Saved data entries:
------
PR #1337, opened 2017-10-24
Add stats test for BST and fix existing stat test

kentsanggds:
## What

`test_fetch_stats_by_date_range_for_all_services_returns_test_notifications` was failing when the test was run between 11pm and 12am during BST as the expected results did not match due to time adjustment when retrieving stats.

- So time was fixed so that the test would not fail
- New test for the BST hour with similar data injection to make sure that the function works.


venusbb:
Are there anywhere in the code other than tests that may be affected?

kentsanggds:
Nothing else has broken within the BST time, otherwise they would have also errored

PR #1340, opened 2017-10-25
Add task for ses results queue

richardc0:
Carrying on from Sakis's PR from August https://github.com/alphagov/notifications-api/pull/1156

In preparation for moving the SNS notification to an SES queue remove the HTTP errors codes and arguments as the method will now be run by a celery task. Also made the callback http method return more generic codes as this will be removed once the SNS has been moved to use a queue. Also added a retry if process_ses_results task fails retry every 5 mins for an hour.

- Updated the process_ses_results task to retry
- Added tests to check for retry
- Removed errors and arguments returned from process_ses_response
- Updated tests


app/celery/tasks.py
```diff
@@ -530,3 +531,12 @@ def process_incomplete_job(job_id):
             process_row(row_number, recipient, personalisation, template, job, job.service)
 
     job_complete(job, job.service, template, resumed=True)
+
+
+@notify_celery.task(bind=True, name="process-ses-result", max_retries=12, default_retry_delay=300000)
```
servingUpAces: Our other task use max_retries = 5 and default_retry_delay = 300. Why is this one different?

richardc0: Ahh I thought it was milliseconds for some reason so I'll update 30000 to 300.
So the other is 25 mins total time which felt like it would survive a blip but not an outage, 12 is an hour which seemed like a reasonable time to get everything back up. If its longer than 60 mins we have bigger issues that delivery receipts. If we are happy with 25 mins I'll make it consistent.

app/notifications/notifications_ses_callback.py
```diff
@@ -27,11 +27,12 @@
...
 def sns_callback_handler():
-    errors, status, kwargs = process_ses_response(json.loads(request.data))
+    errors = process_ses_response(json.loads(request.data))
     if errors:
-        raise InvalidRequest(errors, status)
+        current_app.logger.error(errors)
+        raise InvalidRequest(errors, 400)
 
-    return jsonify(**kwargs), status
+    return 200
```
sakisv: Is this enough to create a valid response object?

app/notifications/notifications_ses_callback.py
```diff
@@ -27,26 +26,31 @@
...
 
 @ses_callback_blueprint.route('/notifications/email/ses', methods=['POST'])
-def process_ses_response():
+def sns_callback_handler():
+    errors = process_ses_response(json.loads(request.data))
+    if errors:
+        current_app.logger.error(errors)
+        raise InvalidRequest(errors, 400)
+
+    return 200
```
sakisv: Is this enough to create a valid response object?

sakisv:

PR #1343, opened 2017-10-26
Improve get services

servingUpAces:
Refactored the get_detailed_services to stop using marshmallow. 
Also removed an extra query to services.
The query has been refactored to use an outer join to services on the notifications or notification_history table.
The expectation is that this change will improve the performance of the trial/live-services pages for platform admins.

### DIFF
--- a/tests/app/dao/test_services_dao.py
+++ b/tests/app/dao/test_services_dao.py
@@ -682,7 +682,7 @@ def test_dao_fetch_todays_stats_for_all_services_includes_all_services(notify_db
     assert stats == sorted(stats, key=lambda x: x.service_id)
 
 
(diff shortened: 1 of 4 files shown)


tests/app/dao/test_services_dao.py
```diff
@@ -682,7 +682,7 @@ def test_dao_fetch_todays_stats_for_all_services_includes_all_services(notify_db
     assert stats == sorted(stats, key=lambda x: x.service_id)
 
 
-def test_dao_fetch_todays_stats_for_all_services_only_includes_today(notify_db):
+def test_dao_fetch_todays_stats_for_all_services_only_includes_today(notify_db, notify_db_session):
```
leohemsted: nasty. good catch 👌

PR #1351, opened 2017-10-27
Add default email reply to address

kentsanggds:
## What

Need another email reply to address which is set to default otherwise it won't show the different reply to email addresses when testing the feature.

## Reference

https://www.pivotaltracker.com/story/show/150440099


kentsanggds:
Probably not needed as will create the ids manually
------
The task: Which lines in the records contain the word "template"? Copy each one.

Answer:
             process_row(row_number, recipient, personalisation, template, job, job.service)
     job_complete(job, job.service, template, resumed=True)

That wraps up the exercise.